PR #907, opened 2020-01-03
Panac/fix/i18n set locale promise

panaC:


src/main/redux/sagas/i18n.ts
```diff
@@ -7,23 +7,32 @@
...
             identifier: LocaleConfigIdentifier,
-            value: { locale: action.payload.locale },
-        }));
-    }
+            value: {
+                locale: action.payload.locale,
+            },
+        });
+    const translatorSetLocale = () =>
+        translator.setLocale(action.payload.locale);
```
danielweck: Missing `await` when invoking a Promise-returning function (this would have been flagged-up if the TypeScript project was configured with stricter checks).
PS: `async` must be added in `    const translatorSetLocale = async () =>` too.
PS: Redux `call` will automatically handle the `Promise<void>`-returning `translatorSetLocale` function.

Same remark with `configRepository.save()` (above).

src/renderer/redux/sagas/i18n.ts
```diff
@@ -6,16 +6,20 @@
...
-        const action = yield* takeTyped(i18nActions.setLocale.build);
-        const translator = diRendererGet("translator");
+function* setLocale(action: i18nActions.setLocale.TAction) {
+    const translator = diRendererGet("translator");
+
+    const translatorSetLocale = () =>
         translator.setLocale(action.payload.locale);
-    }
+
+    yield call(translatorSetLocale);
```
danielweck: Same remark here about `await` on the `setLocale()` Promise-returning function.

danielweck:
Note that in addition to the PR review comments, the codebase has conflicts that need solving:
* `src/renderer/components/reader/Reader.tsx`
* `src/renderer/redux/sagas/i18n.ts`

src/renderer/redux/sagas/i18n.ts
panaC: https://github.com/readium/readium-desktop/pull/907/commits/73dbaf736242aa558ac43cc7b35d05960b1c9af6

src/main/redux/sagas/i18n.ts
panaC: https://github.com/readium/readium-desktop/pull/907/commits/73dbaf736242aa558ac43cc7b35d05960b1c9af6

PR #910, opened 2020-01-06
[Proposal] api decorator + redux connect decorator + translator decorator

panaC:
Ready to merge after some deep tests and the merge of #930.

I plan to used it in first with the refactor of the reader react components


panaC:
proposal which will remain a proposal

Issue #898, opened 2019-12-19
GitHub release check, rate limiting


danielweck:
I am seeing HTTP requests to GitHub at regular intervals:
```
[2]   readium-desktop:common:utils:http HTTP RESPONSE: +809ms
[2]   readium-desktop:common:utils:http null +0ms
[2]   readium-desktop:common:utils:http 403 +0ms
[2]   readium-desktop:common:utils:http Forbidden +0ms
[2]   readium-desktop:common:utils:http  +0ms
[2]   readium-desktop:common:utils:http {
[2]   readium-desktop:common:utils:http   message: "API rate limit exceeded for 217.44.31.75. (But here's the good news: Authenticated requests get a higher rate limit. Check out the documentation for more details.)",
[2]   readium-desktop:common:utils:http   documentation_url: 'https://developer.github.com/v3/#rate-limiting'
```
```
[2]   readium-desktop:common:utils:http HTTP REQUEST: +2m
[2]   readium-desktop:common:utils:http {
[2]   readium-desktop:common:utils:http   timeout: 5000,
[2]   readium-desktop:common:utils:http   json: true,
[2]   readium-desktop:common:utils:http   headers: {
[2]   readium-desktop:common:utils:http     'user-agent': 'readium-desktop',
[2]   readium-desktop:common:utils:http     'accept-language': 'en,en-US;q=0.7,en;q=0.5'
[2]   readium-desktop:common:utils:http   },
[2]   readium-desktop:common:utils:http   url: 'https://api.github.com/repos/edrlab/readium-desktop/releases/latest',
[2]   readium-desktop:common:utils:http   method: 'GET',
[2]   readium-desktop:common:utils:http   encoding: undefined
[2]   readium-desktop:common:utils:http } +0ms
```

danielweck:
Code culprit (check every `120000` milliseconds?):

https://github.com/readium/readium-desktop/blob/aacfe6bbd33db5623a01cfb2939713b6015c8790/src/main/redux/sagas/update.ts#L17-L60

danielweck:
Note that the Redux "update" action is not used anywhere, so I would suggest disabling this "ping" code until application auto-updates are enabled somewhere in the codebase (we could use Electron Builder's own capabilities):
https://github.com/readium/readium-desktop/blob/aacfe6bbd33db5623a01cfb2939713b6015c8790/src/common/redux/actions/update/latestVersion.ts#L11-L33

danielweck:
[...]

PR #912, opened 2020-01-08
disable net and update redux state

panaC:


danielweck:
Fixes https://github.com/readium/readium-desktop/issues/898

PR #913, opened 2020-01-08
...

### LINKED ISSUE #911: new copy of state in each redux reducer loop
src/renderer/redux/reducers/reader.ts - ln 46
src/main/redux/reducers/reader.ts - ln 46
---
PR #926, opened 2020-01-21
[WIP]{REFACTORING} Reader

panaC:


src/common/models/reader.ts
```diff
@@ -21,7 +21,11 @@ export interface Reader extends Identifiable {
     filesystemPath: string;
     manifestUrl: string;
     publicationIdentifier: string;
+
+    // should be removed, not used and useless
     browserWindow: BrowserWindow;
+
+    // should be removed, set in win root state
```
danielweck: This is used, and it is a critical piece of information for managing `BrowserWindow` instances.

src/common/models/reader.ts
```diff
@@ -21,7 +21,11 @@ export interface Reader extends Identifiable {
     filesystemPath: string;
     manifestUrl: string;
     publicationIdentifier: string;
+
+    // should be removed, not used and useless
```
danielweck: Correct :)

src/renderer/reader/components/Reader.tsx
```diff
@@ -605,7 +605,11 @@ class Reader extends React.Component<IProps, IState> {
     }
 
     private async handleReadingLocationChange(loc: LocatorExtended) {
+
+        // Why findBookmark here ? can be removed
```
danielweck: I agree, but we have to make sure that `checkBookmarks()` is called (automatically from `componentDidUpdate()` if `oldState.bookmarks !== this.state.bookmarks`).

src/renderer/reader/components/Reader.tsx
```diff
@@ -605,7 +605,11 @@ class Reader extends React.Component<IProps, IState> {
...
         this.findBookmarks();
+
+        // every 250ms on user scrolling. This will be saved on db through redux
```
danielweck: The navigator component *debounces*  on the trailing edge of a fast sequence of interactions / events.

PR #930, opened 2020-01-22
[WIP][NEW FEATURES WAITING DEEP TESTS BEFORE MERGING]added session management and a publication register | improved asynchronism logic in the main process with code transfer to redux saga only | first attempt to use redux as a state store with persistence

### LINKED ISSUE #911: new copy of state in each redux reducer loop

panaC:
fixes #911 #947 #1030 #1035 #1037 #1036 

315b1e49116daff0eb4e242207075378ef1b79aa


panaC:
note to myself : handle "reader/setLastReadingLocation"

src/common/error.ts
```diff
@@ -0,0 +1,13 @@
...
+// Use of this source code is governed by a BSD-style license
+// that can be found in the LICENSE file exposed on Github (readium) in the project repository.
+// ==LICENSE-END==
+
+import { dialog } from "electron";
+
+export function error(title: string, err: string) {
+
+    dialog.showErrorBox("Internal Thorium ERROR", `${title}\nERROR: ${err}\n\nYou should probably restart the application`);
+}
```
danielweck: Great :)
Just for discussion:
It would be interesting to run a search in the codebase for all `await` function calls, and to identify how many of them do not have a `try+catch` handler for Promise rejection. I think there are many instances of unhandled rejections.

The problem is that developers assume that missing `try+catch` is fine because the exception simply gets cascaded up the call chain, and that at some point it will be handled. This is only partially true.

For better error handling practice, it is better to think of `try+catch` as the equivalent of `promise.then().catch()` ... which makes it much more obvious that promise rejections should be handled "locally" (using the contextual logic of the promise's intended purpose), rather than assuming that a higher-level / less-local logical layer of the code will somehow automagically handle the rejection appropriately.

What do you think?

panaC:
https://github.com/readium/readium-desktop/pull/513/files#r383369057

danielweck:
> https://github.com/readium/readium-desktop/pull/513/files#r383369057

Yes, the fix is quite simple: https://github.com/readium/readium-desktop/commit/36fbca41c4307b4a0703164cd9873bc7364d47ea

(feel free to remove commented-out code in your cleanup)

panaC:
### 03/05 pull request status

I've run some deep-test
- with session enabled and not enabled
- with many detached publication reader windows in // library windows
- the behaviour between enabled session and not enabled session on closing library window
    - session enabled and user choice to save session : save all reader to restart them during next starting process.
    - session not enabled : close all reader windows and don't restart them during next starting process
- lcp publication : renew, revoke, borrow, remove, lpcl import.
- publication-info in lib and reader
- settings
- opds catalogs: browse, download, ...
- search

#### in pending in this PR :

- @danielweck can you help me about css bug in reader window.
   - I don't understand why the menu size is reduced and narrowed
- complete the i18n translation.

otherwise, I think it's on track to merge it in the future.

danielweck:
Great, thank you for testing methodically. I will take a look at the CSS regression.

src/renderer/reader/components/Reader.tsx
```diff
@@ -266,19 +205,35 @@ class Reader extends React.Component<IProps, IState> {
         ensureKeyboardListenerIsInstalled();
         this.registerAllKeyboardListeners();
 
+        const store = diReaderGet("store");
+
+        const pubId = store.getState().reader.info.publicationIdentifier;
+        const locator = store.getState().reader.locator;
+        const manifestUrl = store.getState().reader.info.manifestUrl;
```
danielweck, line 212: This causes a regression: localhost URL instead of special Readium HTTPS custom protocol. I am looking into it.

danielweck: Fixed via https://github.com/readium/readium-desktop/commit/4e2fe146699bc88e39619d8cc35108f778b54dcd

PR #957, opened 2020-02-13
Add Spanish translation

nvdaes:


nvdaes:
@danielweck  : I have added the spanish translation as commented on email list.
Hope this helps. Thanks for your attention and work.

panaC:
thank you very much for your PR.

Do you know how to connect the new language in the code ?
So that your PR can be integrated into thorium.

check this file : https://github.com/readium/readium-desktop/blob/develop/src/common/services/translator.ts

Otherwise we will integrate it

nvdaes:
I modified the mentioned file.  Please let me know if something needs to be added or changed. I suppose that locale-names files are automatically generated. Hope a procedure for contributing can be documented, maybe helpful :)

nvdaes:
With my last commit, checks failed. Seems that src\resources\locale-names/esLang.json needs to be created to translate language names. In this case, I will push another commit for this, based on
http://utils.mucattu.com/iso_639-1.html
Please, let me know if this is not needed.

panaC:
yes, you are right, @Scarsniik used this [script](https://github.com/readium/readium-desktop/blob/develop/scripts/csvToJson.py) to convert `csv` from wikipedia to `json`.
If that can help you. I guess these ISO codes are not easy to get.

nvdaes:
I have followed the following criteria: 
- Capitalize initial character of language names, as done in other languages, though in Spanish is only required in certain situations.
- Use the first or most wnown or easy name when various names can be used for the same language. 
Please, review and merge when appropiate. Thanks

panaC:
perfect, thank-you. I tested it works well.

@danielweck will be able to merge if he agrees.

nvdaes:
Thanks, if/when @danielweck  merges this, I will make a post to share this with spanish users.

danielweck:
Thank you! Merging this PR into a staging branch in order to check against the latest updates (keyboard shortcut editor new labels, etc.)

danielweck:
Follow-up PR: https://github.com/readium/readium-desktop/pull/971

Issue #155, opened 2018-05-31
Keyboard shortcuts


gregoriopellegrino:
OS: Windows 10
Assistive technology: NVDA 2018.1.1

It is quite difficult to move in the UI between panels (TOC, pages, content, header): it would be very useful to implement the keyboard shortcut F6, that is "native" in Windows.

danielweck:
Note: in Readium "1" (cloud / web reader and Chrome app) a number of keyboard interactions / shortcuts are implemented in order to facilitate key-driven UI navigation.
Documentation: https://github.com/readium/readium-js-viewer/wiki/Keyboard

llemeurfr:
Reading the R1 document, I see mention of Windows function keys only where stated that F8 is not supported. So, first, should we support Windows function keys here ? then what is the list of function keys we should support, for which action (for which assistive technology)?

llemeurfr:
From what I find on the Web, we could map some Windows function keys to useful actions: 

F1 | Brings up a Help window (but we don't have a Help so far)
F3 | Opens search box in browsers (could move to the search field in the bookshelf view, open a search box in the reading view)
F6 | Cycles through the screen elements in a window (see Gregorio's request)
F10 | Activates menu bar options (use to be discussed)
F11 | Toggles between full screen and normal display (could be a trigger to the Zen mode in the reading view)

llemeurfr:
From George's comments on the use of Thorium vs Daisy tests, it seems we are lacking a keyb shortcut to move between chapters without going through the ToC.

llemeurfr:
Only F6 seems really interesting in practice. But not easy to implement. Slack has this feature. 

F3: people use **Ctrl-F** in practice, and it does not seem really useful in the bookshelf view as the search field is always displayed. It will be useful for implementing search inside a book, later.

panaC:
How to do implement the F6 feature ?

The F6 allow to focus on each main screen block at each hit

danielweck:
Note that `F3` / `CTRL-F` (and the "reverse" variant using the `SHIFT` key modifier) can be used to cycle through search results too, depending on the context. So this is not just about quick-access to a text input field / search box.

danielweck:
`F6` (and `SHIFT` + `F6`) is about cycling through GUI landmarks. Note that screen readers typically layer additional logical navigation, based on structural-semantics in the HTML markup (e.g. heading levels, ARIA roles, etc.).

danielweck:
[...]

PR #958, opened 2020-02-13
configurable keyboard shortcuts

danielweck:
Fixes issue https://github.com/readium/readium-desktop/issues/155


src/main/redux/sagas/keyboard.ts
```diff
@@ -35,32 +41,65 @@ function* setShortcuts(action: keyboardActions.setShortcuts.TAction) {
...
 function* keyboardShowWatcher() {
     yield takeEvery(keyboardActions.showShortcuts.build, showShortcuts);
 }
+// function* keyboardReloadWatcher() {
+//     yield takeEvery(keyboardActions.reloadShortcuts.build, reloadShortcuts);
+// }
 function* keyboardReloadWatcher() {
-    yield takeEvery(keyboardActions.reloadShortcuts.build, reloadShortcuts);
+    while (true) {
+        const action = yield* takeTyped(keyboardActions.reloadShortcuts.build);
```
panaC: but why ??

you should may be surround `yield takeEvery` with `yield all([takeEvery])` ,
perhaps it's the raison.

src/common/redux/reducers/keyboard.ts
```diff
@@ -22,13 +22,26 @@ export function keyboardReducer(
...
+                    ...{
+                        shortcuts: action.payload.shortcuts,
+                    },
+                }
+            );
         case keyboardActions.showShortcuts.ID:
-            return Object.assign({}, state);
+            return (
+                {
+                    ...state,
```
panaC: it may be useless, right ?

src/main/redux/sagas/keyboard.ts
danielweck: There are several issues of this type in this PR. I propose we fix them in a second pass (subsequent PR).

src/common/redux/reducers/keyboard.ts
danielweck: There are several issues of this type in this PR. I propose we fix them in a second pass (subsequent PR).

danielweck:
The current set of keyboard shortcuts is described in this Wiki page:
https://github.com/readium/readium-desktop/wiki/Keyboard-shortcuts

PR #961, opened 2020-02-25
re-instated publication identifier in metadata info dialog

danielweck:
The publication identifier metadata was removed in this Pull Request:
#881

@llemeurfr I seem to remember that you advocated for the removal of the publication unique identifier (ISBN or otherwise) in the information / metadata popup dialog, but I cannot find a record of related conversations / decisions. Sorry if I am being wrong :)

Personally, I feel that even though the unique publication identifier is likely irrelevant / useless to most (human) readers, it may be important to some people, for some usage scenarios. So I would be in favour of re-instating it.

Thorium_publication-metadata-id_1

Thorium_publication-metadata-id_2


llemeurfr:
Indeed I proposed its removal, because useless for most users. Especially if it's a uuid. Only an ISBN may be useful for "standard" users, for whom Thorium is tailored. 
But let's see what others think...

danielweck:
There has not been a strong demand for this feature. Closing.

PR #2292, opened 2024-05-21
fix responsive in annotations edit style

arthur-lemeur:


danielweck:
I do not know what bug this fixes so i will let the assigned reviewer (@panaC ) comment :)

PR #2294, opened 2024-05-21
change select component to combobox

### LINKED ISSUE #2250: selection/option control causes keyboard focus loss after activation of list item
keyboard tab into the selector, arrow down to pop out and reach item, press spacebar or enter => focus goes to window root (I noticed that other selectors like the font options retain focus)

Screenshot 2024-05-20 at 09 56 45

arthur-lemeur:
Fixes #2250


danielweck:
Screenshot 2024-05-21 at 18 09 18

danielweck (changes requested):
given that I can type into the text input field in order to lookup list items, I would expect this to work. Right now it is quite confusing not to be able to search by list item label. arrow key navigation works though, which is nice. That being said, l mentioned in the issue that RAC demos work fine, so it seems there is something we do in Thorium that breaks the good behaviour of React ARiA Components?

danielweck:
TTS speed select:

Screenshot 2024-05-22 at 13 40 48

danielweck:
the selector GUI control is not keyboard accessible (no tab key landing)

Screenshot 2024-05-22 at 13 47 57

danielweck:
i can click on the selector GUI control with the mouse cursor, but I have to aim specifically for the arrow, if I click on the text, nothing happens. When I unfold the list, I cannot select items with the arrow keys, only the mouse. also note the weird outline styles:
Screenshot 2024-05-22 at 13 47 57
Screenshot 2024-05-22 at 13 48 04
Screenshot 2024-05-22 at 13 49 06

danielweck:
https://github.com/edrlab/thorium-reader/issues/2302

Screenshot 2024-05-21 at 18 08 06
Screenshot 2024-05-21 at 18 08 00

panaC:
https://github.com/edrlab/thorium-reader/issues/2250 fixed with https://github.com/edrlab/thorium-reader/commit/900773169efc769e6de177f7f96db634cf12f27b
* * *
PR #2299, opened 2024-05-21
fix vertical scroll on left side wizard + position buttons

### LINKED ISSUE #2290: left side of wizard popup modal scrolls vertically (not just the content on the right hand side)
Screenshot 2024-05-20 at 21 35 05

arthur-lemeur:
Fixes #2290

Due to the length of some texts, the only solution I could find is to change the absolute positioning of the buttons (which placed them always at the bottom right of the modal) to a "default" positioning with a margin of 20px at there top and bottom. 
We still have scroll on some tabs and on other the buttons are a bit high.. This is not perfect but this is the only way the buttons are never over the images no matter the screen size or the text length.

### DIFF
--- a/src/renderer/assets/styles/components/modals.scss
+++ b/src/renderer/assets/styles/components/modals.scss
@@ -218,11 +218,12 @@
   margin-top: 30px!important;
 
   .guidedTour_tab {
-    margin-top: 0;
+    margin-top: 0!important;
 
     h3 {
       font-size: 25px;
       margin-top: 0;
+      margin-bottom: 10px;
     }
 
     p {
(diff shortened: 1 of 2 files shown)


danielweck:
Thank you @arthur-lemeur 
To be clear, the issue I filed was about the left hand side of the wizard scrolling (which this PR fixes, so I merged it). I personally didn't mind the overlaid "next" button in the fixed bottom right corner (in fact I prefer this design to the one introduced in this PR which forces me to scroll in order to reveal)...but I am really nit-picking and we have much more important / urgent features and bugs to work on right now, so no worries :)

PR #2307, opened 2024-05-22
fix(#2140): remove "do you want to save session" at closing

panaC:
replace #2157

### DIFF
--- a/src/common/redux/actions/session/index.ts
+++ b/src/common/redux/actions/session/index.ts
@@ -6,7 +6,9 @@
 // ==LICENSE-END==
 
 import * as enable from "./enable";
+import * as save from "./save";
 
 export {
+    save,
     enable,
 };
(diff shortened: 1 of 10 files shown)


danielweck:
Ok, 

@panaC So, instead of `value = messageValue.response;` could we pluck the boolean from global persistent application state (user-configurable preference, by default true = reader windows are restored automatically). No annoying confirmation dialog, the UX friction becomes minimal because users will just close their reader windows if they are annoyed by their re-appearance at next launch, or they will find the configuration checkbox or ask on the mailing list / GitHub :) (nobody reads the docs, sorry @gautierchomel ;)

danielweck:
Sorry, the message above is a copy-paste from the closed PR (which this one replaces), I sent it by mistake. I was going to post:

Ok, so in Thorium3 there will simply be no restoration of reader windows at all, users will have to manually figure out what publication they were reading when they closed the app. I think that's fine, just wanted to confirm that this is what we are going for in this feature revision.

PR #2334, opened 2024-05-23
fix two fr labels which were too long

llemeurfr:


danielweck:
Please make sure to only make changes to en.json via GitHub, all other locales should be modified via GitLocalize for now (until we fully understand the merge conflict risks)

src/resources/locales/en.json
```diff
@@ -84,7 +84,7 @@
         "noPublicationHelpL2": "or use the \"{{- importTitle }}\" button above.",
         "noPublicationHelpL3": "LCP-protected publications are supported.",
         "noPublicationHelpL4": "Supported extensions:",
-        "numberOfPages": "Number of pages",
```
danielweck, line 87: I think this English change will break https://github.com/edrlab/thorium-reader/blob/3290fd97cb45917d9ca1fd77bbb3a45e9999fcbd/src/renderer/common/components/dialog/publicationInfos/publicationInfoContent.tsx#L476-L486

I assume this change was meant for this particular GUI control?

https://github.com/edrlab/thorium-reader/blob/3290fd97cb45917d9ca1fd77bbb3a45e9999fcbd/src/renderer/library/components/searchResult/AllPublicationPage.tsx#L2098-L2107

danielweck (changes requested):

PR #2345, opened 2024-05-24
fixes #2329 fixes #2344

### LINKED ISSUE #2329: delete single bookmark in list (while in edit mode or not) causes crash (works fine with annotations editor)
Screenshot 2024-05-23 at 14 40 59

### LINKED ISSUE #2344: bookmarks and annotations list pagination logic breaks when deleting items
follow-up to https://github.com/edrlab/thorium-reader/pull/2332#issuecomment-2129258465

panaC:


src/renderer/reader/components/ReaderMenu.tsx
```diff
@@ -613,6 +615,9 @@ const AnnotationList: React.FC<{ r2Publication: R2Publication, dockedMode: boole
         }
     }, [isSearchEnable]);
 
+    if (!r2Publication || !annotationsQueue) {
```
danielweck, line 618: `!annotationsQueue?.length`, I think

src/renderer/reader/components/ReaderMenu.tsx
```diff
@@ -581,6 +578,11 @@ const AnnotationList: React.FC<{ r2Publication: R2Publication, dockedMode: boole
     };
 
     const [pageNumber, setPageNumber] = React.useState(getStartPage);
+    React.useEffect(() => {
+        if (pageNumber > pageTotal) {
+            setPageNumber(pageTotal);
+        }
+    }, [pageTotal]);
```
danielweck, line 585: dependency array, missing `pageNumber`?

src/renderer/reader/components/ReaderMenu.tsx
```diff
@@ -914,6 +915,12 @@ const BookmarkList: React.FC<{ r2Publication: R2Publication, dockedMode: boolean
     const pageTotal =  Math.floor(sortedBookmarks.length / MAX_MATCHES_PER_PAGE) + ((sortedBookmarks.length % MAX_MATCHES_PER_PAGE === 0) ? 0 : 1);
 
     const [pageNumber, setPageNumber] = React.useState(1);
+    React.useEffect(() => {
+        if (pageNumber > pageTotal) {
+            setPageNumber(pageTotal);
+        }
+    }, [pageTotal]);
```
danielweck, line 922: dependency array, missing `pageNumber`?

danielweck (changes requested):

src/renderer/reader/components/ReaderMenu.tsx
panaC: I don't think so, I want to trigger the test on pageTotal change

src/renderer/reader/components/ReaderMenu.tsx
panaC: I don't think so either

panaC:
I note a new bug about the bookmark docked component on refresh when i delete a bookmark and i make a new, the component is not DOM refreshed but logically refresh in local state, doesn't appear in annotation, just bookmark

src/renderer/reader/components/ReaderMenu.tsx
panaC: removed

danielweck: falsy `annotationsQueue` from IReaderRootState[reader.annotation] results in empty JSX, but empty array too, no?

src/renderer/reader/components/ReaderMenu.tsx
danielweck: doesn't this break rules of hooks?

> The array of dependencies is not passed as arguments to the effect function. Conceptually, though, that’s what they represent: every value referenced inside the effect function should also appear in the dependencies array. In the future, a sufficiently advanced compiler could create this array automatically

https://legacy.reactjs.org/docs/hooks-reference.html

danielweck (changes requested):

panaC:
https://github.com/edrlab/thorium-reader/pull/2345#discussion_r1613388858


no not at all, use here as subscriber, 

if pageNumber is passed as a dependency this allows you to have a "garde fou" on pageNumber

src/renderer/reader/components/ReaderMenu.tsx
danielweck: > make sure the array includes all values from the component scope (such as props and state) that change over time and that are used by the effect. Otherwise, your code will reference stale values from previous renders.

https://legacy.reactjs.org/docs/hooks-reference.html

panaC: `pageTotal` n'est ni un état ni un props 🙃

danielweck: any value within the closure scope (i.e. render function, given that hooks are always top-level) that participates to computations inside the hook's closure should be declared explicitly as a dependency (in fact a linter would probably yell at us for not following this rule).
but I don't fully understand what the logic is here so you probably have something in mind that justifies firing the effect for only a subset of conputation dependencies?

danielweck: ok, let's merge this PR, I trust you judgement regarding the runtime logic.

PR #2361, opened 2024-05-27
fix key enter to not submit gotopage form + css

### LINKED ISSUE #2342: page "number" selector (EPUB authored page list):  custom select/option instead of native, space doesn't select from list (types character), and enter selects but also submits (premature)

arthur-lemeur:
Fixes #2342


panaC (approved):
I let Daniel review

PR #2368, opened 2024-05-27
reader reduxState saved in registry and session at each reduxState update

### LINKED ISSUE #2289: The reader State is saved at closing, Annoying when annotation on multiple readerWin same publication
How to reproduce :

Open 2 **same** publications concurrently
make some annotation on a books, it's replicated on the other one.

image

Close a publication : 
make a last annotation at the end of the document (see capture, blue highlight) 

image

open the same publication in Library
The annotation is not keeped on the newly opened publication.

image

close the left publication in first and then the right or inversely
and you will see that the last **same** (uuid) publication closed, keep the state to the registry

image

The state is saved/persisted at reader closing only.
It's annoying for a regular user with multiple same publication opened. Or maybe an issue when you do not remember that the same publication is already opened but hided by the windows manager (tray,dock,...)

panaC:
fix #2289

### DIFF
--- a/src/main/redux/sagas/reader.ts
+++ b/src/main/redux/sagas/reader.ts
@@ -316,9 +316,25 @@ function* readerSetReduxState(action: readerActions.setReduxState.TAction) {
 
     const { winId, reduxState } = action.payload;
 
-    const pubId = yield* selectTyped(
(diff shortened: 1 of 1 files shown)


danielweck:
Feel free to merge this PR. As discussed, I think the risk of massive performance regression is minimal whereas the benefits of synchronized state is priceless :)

- _REQUIRED ACTION_: Go through the listing above and write out exactly the lines starting with the one holding "PR #907, opened 2020-01-03" and running through the one holding "with stricter checks).", ends included, and no others.

- _ANSWER SPACE_:
PR #907, opened 2020-01-03
Panac/fix/i18n set locale promise

panaC:


src/main/redux/sagas/i18n.ts
```diff
@@ -7,23 +7,32 @@
...
             identifier: LocaleConfigIdentifier,
-            value: { locale: action.payload.locale },
-        }));
-    }
+            value: {
+                locale: action.payload.locale,
+            },
+        });
+    const translatorSetLocale = () =>
+        translator.setLocale(action.payload.locale);
```
danielweck: Missing `await` when invoking a Promise-returning function (this would have been flagged-up if the TypeScript project was configured with stricter checks).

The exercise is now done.